Padahal, masih banyak persoalan besar pemberantasan jaringan narkoba, yang jauh lebih penting diatasi, dari sekedar sidak narkoba ke Lapas.

Menanggapi masalah itu, Yahdil A. Harahap, SH, MH, anggota Komisi III DPR RI dari Fraksi PAN (Partai Amanat Nasional),  menyatakan masih banyak hal yang jauh lebih penting  dari sekedar ribut soal sidak ke Lapas.

“Masih banyak hal-hal yang jauh lebih penting dilakukan KemenkumHAM dan BNN, jika Negara ingin lebih serius memberantas narkoba, daripada ribut-ribut soal sidak ke Lapas,” ungkap Yahdil, di Jakarta, kemarin .

Kendati dikatakan sidak ke Lapas memang diperlukan, namun mestinya tidak harus dilakukan secara emosional seperti itu dan seolah-olah untuk pencitraan. Dengan atau tanpa MoU-pun, mestinya BNN harus tetap jalan, dan bisa sidak ke Lapas.


“Menurut saya, WamenkumHAM kan sebagai bagian dari pembuat kebijakan. Sebenarnya tak perlu harus orang nomor satu atau orang nomor dua dari KemenkumHAM, turun langsung.
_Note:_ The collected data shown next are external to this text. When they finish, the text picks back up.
PR #36, opened 2024-09-26
Upgrade preconf dependencies and fix all warnings

Akagi201:


crates/utils/src/signing.rs
```diff
@@ -40,36 +39,24 @@ pub fn verify_signed_builder_message<T: Merkleized>(
...
 ) -> Result<Root, Error> {
     let fork = context.fork_for(slot);
     let fork_version = context.fork_version_for(fork);
-    let domain = compute_domain(
-        DomainType::BeaconProposer,
-        Some(fork_version),
-        Some(*genesis_validators_root),
-        context,
-    )?;
+    let domain = compute_domain(DomainType::BeaconProposer, Some(fork_version), Some(*genesis_validators_root), context)?;
```
0w3n-d, line 50: The vast majority of this PR is stuff like this, where you take something that's been spread over multiple lines for legibility and collapse it to one line. What's the reasoning behind this? Does it remove warnings, or is it just your preferred style?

Bisa siapa saja yang dipercaya. Jadi ini kesannya semacam show of force dan seolah-olah untuk pencitraan,” imbuhnya.

Lebih lanjut Yahdil mengatakan, masih banyaknya blank spot (titik kosong) area masuknya peredaran narkoba ke Indonesia, dan bandar narkoba yang selama ini masih untouchable (tak tersentuh), mestinya itu yang menjadi fokus utama.

“Mestinya di blank spot itu yang perlu dibendung. Seperti di sisi bagian Timur Sumatera, Kalimantan, dan lain-lain. Pihak imigrasi, bea cukai harus komit untuk menghadang masuknya peredaran narkoba dari titik-titik kosong area tersebut,” terangnya.

“Bila perlu, TNI Angkatan Laut dilibatkan. Polisi Air juga dibentuk di blank spot tersebut,” tandasnya.
Hal ini diakui akibat masih lemahnya sistem pengawasan dan peralatan di daerah-daerah atau perbatasan laut yang dimiliki Negara kita, sehingga kadangkala membuat para sindikat narkoba berani menerobos wilayah-wilayah blank spot sebagai titik masuk peredaran narkoba.

“Jadi sekali lagi, secara keseluruhan, jika Negara kita ini memang serius memberantas narkoba, maka area-area pintu masuk yang masih lemah dan masih kosong itu yang harus diperkuat penjagaan dan pengawasannya,” tandasnya.

Selain itu, dia mengatakan, dibandingkan peredaran narkoba di Lapas, jauh lebih besar efektifitasnya, jika membasmi para bandar narkoba yang masih untouchable.

“Sudah jadi rahasia umum. Dimana area-area peredaran narkoba. Ibu-ibu bahkan nenek-nenek juga tau. Tapi kenapa masih ada yang untouchable seperti itu?,” tandasnya justru mempertanyakan.

Dikatakan anggota DPR yang membidangi komisi yang berkaitan dengan hukum dan HAM, BNN dan Imigrasi ini, mestinya penindakan itu yang harus dilakukan secara tegas.

“Menurut saya, itulah yang harus diterobos lebih dulu, kalau mau serius. Tapi kenapa itu belum dilakukan penindakan secara optimal?,” pungkasnya.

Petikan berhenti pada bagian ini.